PR #15030, opened 2020-07-15
MM-26891: return error if option not set instead of soft delete for permanent team deletion

ashishbhate:
#### Summary

- If the `EnableAPITeamDeletion` option is not set, then PermanentDeleteTeam returns an error instead of falling back to soft delete. This change was made to bring the behaviour into alignment with admin expectations and docs - https://docs.mattermost.com/administration/config-settings.html#enable-api-team-deletion

#### Ticket Link

- https://mattermost.atlassian.net/browse/MM-26891

### DIFF
--- a/api4/team.go
+++ b/api4/team.go
@@ -367,8 +367,12 @@ func deleteTeam(c *Context, w http.ResponseWriter, r *http.Request) {
 	}
 
 	var err *model.AppError
-	if c.Params.Permanent && *c.App.Config().ServiceSettings.EnableAPITeamDeletion {
-		err = c.App.PermanentDeleteTeamId(c.Params.TeamId)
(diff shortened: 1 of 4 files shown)


mgdelacroix:
@ashishbhate should we explicitly state in both the docs for the API and the configuration properties that the configuration value doesn't apply to local mode?

ashishbhate:
> should we explicitly state in both the docs for the API and the configuration properties that the configuration value doesn't apply to local mode?

I was going to update the configuration docs at https://docs.mattermost.com/administration/config-settings.html#settings-configurable-only-in-config-json after the user delete PR was merged.

I hadn't thought of the API documentation. I'll send a PR there as well.

PR #15031, opened 2020-07-15
MM-25563: Add endpoint to fetch only archived channels

agnivade:
The `getChannelsForTeamForUser` can also return archived channels now.
This can be problematic for situations where a user is member of a huge
number of archived channels. And since this endpoint is being polled,
it can cost a significant amount of bandwidth.

Therefore, we add an additional query param `last_delete_at`, which will additionally filter the archived channels
greater than a timestamp. The logic for the client should be to use the `getChannelsForTeamForUser` with `include_deleted=true` and `last_delete_at=0` and store the latest delete_at timestamp. If there are no archived channels,
then keep using `last_delete_at=0`. But, when archived channels start to appear, note the the latest `delete_at` timestamp
for that team somewhere. And then use that time in the `last_delete_at` field in subsequent calls.

This way the `last_delete_at` value keeps increasing as time goes on. And we only query for a subset of the data
at a given point in time.

#### Ticket link

https://mattermost.atlassian.net/browse/MM-25563


enahum:
@agnivade what would be the flow then? and what do  we need to be mindful of when connecting to a server that does not have this endpoint available ?

agnivade:
I will clarify the flow in detail when I actually create tickets for app and mobile. But mostly, it's written in the 2nd para of the PR body. Let me know if you foresee any problems with it.

The API is going to be documented in api.mattermost.com. I don't believe we document the way clients should consume the API. But I am happy to do so if you point me to the right place. Thanks.

agnivade:
So after discussing with @enahum, I am going to change it to include the functionality in a single endpoint with the query string.

agnivade:
@jespino @ethervoid - ready for review now. I updated it to use a single endpoint. And also changed the sql query to use squirrel :)

Added store tests, api4 tests, and also tested manually.

model/client4.go
```diff
@@ -2442,6 +2442,18 @@ func (c *Client4) GetChannelsForTeamForUser(teamId, userId string, includeDelete
 	return ChannelSliceFromJson(r.Body), BuildResponse(r)
 }
 
+// GetChannelsForTeamForUserWithLastDeleteAt returns a list channels of a team for a user, additionally filtered with lastDeleteAt. This does not have any effect if includeDeleted is set to false.
+func (c *Client4) GetChannelsForTeamForUserWithLastDeleteAt(teamId, userId string, includeDeleted bool, lastDeleteAt int, etag string) ([]*Channel, *Response) {
```
ethervoid, line 2446: What about `GetChannelsForTeamAndUserWithLastDeleteAt`?

store/sqlstore/channel_store.go
```diff
@@ -1133,14 +1133,43 @@ func (s SqlChannelStore) PermanentDeleteMembersByChannel(channelId string) *mode
 	return nil
 }
 
-func (s SqlChannelStore) GetChannels(teamId string, userId string, includeDeleted bool) (*model.ChannelList, error) {
-	query := "SELECT Channels.* FROM Channels, ChannelMembers WHERE Id = ChannelId AND UserId = :UserId AND DeleteAt = 0 AND (TeamId = :TeamId OR TeamId = '') ORDER BY DisplayName"
+func (s SqlChannelStore) GetChannels(teamId string, userId string, includeDeleted bool, lastDeleteAt int) (*model.ChannelList, error) {
+	query := s.getQueryBuilder().
```
ethervoid, line 1137: :heart:

api4/channel_test.go
```diff
@@ -947,6 +947,11 @@ func TestGetChannelsForTeamForUser(t *testing.T) {
 		channels, resp = Client.GetChannelsForTeamForUser(th.BasicTeam.Id, th.BasicUser.Id, false, "")
 		CheckNoError(t, resp)
 		assert.Equal(t, 5, len(channels))
+
```
ethervoid, line 950: Please add some tests for `GetChannelsForTeamForUserWithLastDeleteAt` here

agnivade: You caught me :)

agnivade: Oh I remembered now why I didn't add that test. It's because to test the feature properly, I needed to set a time.Sleep, which I didn't like. I can filter with an old time, but then that becomes the same as getting all archived channels. I can do that as a sanity check if you prefer.

agnivade:
ping @jespino

agnivade:
@saturninoabril - This needs some API related testing, which is why assigning this to you. The steps are outlined in the ticket.

justinegeffen:
@agnivade, I've reviewed this change and it looks like the update would be here: https://developers.mattermost.com/extend/plugins/server/reference/#API.GetChannelsForTeamForUser. Could you confirm that this is correct? Thank you!

agnivade:
That is a different API for plugins. This PR does not touch that. No update is needed there.

This PR changes the REST API - which was done here: https://github.com/mattermost/mattermost-api-reference/pull/551/files.

I wasn't even aware that this documentation existed. This is just a straight copy of plugin/api.go, which is anyways available in godocs. We should probably just link the user to that page instead of manually duplicating everything again in a separate page.

justinegeffen:
Thanks, @agnivade! The API documentation is updated in a different workflow and isn't part of the documentation at docs.mattermost.com. I *think* @jwilander is the right person to talk to about the [API docs](https://api.mattermost.com/) and updating them.

@amyblais, I've marked this as ``Docs/Not needed`` as no changes to admin/user docs are required.

agnivade:
API docs are already updated with this PR:

> This PR changes the REST API - which was done here: https://github.com/mattermost/mattermost-api-reference/pull/551/files.

The site gets updated after every push to master.

PR #15437, opened 2020-09-11
[MM-28475] Add server telemetry for the new system roles

fmunshi:
#### Summary
- Adds telemetry to each of the new system roles (count of users and whether the permissions have been modified from the defaults) 

#### Ticket Link
- https://mattermost.atlassian.net/browse/MM-28475


model/role.go
```diff
@@ -97,6 +100,59 @@ func init() {
 			PERMISSION_EDIT_BRAND,
 		},
 	}
+
+	SystemUserManagerDefaultPermissions = []string{
```
Adovenmuehle, line 104: Just making sure I understand, this is basically just refactoring these permission lists so the code is more readable?

services/telemetry/telemetry.go
```diff
@@ -65,6 +65,7 @@ const (
 	TRACK_PERMISSIONS_GENERAL       = "permissions_general"
 	TRACK_PERMISSIONS_SYSTEM_SCHEME = "permissions_system_scheme"
 	TRACK_PERMISSIONS_TEAM_SCHEMES  = "permissions_team_schemes"
+	TRACK_PERMISSIONS_SYSTEM_ROLES  = "permissions_system_roles"
```
Adovenmuehle, line 68: FYI @enelson720 this'll be a new table that'll be generated for server telemetry.

Adovenmuehle (approved):
LGTM

model/role.go
Adovenmuehle: (And also makes it easier to add the common ancillary permissions)

fmunshi: Its mostly just to expose the defaults as something that can be used by the telemetry package, before this there was no way to grab initial server defaults for a role without duplicating the stuff here

services/telemetry/telemetry.go
fmunshi: @Adovenmuehle does it make sense to just make this part of the `permissions_system_scheme` table then? Maybe thats a question for @thefactremains

Adovenmuehle: Yeah that actually seems like it would simplify it. Good call.

fmunshi: and maybe for completeness I can add the actual permissions for each of these roles to that table too

Adovenmuehle: The permissions for each role are hard-coded and common across all servers (of the same version), correct? In that case I don't think there's any huge need.

fmunshi: If the admin modifies them then they would be different - I guess the question is _if_ permissions are modified do we care what the value of those permissions are? cc @thefactremains

Adovenmuehle: Disregard my last comment, yeah I think you should do that.

thefactremains: > If the admin modifies them then they would be different (hence the `_permissions_modified` metrics) - I guess the question is _if_ permissions are modified do we care what the value of those permissions are? cc @thefactremains

Yes. We want to know that.

thefactremains (approved):

sbishel (approved):

mkraft (approved):

srkgupta (approved):
Telemetry will be tested on the QA test instances post merge. Approving the PR as is.

PR #15500, opened 2020-09-15
[MM-28717] Refactor applyMultiRoleFilters to use sq builder

fmunshi:
#### Summary
- Allows the roles query to work with the new system roles
- Also add the roles check to the `GetAllProfiles` endpoint 

#### Ticket Link
- https://mattermost.atlassian.net/browse/MM-28717

#### Release Notes

```release-notes
Added a user interface for the existing new system roles functionality including a new permission to `read/write system_roles`. This feature is currently in Beta.
```


fmunshi:
In the process of adding some tests...

hahmadia (approved):
Very nice cleanup

store/sqlstore/user_store.go
```diff
@@ -456,119 +457,59 @@ func applyRoleFilter(query sq.SelectBuilder, role string, isPostgreSQL bool) sq.
 	return query.Where("u.Roles LIKE ? ESCAPE '*'", roleParam)
 }
 
-func applyMultiRoleFilters(query sq.SelectBuilder, roles []string, teamRoles []string, channelRoles []string) sq.SelectBuilder {
-	queryString := ""
-	if len(roles) > 0 && roles[0] != "" {
-		schemeGuest := false
-		schemeAdmin := false
-		schemeUser := false
+func applyMultiRoleFilters(query sq.SelectBuilder, roles []string, teamRoles []string, channelRoles []string, isPostgreSQL bool) sq.SelectBuilder {
```
mkraft, line 460: Are `roles` *system* roles in this context? If so I think `systemRoles` would be a clearer parameter name.

store/sqlstore/user_store.go
```diff
@@ -456,119 +457,59 @@ func applyRoleFilter(query sq.SelectBuilder, role string, isPostgreSQL bool) sq.
...
+	sqOr := sq.Or{}
 
+	if len(roles) > 0 && roles[0] != "" {
```
mkraft, line 463: Why are does `roles` sometimes have an empty string in the first position?

store/sqlstore/user_store.go
```diff
@@ -456,119 +457,59 @@ func applyRoleFilter(query sq.SelectBuilder, role string, isPostgreSQL bool) sq.
...
-			} else if schemeUser {
-				queryString += `(cm.SchemeUser = true AND cm.SchemeAdmin = false AND u.Roles = 'system_user')`
-			}
-
-			if schemeGuest {
-				if queryString != "" && queryString[len(queryString)-3:] != "OR " {
-					queryString += "OR "
-				}
-				queryString += `(cm.SchemeGuest = true AND u.Roles = 'system_guest')`
+				sqOr = append(sqOr, sq.Eq{"cm.SchemeGuest": true})
```
mkraft, line 490: Why do some of these cases not need to check for the `Roles` value?

store/sqlstore/user_store.go
fmunshi: it doesnt, _unless_ someone someone were to pass an empty string as the value for roles... I just decided to protect against that case, do you think its overkill?

store/sqlstore/user_store.go
fmunshi: The logic here is basically designed to only get a user if their "highest level" role matches the queried role so if the query is for a `team_admin` then we want to exclude users that are `system_admins` and only grab `system_users`

But for team / channel guest we dont need to do that since a guest is a guest in all scenarios

store/sqlstore/user_store.go
fmunshi: done

jasonblais:
@mkraft is this something you/team will take from here?

mkraft:
> @mkraft is this something you/team will take from here?

Yes. Thanks Jason.

mkraft (approved):

srkgupta:
@hahmadia can you please update the QA Test steps on what needs to be tested because of this change? Also some insights on what pages are affected so that it can be regression tested.

hahmadia:
@srkgupta 
As I'm not completely sure, I've DM'ed Martin to hopefully see if he has a better idea. 
Sorry about that.

hahmadia:
> @hahmadia can you please update the QA Test steps on what needs to be tested because of this change? Also some insights on what pages are affected so that it can be regression tested.

Hey @srkgupta 

Okay so I tried looking and it seems like there is just a ton of places this particular function is being called. However, some areas that you can test specifically to ensure it works as it should is in the searching modals for adding users and finding users throughout the system console. Adding users to a channel or team modal is one place that users is one place that eventually gets to the refactored function.

api4/role.go
```diff
@@ -125,14 +130,45 @@ func patchRole(c *Context, w http.ResponseWriter, r *http.Request) {
...
+
 	if c.App.Srv().License() != nil && (oldRole.Name == "system_guest" || oldRole.Name == "team_guest" || oldRole.Name == "channel_guest") && !*c.App.Srv().License().Features.GuestAccountsPermissions {
 		c.Err = model.NewAppError("Api4.PatchRoles", "api.roles.patch_roles.license.error", nil, "", http.StatusNotImplemented)
 		return
 	}
 
-	if !c.App.SessionHasPermissionTo(*c.App.Session(), model.PERMISSION_SYSCONSOLE_WRITE_USERMANAGEMENT_PERMISSIONS) {
-		c.SetPermissionError(model.PERMISSION_SYSCONSOLE_WRITE_USERMANAGEMENT_PERMISSIONS)
-		return
+	if oldRole.Name == "team_admin" || oldRole.Name == "channel_admin" || oldRole.Name == "system_user" || oldRole.Name == "team_user" || oldRole.Name == "channel_user" || oldRole.Name == "system_guest" || oldRole.Name == "team_guest" || oldRole.Name == "channel_guest" {
```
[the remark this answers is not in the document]
sbishel: Also a comment on what is happening here. Would it make more sense to check "other" roles.

api4/role.go
```diff
@@ -125,14 +130,45 @@ func patchRole(c *Context, w http.ResponseWriter, r *http.Request) {
...
 	}
 
+	if patch.Permissions != nil {
+		deltaPermissions := model.PermissionsChangedByPatch(oldRole, patch)
+
+		notAllowedPermissions := []string{
+			model.PERMISSION_SYSCONSOLE_WRITE_USERMANAGEMENT_SYSTEM_ROLES.Id,
+			model.PERMISSION_SYSCONSOLE_READ_USERMANAGEMENT_SYSTEM_ROLES.Id,
+			model.PERMISSION_MANAGE_ROLES.Id,
+		}
```
sbishel, line 140: Create as const, it doesn't need created each time through.

api4/role.go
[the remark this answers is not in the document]
hahmadia: OK I can use the constants. I was just following how it was being done above.
This is for the permission schemes in the permissions section of the system console. I don't think it makes sense to check any other role as these are the only roles that are changed in the permission section of the system console. 

Basically what it's saying is if the user has write access in the permission section of the system console, they can edit these roles and these roles only.

Otherwise, for other roles, they require the `WRITE_SYSTEM_ROLES` permission.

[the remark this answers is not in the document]
hahmadia: I've changed the other strings in that function to use the constants from `model` as well. Good change you've pointed out there.

api4/role.go
hahmadia: Do you mean drag it out to a global scope and use a `var` ?  I took them out to a global scope and instead of using `:=` used `=` making them somewhat of a pseudo-constant.

api4/role.go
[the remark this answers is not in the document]
sbishel: Here, i just thought if there were less "other" roles, it might be easier to turn the If statement around.

sbishel (approved):

mkraft (approved):

furqanmlk (approved):
Tested all test cases 
https://mattermost.atlassian.net/projects/MM?selectedItem=com.atlassian.plugins.atlassian-connect-plugin%3Acom.kanoah.test-manager__main-project-page#!/design?projectId=10302

Verified following issues
MM-29892 , MM-29895 , MM-29926 , MM-29927

cwarnermm:
Documentation updated via: https://github.com/mattermost/docs/pull/4175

**Your goal:** The answer should hold only the lines from the start of the records above through the line containing "MM-25563: Add endpoint", each set down exactly.

**Solution:**
PR #15030, opened 2020-07-15
MM-26891: return error if option not set instead of soft delete for permanent team deletion

ashishbhate:
#### Summary

- If the `EnableAPITeamDeletion` option is not set, then PermanentDeleteTeam returns an error instead of falling back to soft delete. This change was made to bring the behaviour into alignment with admin expectations and docs - https://docs.mattermost.com/administration/config-settings.html#enable-api-team-deletion

#### Ticket Link

- https://mattermost.atlassian.net/browse/MM-26891

### DIFF
--- a/api4/team.go
+++ b/api4/team.go
@@ -367,8 +367,12 @@ func deleteTeam(c *Context, w http.ResponseWriter, r *http.Request) {
 	}
 
 	var err *model.AppError
-	if c.Params.Permanent && *c.App.Config().ServiceSettings.EnableAPITeamDeletion {
-		err = c.App.PermanentDeleteTeamId(c.Params.TeamId)
(diff shortened: 1 of 4 files shown)


mgdelacroix:
@ashishbhate should we explicitly state in both the docs for the API and the configuration properties that the configuration value doesn't apply to local mode?

ashishbhate:
> should we explicitly state in both the docs for the API and the configuration properties that the configuration value doesn't apply to local mode?

I was going to update the configuration docs at https://docs.mattermost.com/administration/config-settings.html#settings-configurable-only-in-config-json after the user delete PR was merged.

I hadn't thought of the API documentation. I'll send a PR there as well.

PR #15031, opened 2020-07-15
MM-25563: Add endpoint to fetch only archived channels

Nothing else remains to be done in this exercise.